DATA TO PROCESS:
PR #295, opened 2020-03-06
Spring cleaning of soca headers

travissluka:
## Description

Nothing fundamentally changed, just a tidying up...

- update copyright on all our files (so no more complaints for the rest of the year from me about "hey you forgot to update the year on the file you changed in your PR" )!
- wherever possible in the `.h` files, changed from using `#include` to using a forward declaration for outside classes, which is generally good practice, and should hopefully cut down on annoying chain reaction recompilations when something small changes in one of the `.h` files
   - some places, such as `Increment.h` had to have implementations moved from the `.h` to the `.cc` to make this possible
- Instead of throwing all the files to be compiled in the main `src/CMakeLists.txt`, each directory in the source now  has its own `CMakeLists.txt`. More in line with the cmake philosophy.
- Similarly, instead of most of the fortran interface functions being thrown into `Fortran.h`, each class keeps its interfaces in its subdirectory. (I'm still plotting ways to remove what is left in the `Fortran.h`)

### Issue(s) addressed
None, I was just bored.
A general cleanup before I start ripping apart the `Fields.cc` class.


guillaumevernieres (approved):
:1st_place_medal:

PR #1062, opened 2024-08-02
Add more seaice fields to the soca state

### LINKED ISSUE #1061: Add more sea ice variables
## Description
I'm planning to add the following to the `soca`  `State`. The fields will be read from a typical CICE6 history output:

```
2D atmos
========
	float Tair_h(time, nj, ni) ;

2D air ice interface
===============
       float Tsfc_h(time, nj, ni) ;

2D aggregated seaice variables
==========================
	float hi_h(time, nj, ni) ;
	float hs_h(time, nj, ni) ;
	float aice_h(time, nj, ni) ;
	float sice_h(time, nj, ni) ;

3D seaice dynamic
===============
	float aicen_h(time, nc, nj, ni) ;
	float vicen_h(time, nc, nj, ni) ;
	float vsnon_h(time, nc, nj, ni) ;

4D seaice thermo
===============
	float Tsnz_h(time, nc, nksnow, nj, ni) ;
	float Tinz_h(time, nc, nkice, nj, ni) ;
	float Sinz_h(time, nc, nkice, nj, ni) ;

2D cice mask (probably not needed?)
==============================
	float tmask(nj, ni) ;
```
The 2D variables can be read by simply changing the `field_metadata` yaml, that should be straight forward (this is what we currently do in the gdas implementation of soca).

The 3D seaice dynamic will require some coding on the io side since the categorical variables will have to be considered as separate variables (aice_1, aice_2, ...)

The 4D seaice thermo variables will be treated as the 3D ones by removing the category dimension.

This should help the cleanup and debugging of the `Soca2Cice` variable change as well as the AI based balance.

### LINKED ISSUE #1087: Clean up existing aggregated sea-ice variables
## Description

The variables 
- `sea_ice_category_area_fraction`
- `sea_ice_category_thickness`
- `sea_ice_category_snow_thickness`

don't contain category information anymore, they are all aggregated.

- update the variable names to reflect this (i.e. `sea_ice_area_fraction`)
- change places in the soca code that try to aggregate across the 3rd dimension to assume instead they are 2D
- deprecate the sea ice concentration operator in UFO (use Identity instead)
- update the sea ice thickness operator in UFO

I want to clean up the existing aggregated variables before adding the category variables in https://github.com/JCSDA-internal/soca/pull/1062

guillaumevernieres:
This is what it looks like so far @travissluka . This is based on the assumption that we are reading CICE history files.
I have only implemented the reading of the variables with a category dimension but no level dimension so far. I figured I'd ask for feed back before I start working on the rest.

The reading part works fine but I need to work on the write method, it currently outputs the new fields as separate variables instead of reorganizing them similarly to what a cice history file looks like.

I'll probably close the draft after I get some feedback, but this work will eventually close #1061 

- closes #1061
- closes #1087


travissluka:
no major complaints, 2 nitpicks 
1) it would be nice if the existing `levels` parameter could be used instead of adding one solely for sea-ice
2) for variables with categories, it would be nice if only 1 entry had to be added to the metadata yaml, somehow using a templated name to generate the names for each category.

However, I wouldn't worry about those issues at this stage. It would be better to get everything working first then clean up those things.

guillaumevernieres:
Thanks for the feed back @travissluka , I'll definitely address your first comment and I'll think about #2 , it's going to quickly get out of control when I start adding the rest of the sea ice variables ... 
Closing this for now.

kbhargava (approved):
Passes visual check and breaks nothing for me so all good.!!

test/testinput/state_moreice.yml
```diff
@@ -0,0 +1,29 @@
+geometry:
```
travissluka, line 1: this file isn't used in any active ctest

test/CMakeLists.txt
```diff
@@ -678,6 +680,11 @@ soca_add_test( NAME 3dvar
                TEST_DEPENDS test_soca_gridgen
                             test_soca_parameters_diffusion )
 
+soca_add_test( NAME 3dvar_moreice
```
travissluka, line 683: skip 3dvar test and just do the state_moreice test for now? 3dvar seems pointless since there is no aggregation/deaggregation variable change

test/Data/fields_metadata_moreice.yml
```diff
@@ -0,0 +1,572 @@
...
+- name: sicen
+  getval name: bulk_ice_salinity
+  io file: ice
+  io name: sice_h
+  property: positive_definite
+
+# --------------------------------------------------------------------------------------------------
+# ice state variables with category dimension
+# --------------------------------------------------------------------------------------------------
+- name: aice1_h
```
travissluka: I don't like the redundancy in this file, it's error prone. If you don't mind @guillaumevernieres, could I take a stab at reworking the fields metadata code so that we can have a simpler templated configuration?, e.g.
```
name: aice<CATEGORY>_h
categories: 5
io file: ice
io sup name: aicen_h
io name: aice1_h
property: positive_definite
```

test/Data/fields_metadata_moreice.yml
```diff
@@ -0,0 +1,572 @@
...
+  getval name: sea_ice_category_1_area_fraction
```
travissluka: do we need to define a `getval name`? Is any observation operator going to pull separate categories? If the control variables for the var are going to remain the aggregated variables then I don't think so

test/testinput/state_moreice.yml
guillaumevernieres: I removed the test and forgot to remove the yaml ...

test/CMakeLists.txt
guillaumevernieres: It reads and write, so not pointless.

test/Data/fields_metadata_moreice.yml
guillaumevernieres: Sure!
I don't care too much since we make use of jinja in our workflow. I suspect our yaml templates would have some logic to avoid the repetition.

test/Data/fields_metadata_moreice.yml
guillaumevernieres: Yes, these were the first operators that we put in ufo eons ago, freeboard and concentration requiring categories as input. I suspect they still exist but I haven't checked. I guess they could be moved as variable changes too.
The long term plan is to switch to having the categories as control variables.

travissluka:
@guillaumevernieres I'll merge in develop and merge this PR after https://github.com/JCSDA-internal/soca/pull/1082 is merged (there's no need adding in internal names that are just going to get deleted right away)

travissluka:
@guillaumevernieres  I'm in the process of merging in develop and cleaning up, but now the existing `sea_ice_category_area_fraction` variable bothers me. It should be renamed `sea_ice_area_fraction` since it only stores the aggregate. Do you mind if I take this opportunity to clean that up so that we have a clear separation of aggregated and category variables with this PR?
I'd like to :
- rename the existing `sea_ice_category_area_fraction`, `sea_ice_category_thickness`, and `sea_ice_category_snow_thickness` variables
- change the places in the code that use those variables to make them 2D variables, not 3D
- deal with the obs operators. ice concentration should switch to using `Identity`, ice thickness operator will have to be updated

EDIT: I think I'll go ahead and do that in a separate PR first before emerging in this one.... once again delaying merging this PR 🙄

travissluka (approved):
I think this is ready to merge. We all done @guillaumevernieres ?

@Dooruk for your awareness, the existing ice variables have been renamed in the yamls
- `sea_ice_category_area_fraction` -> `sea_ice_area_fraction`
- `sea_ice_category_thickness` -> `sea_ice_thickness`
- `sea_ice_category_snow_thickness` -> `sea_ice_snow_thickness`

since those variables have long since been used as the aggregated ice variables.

TASK TO COMPLETE: Looking at each line of the records, count the ones where the word "thermo" appears, and report only the count.

TASK ANSWER: 2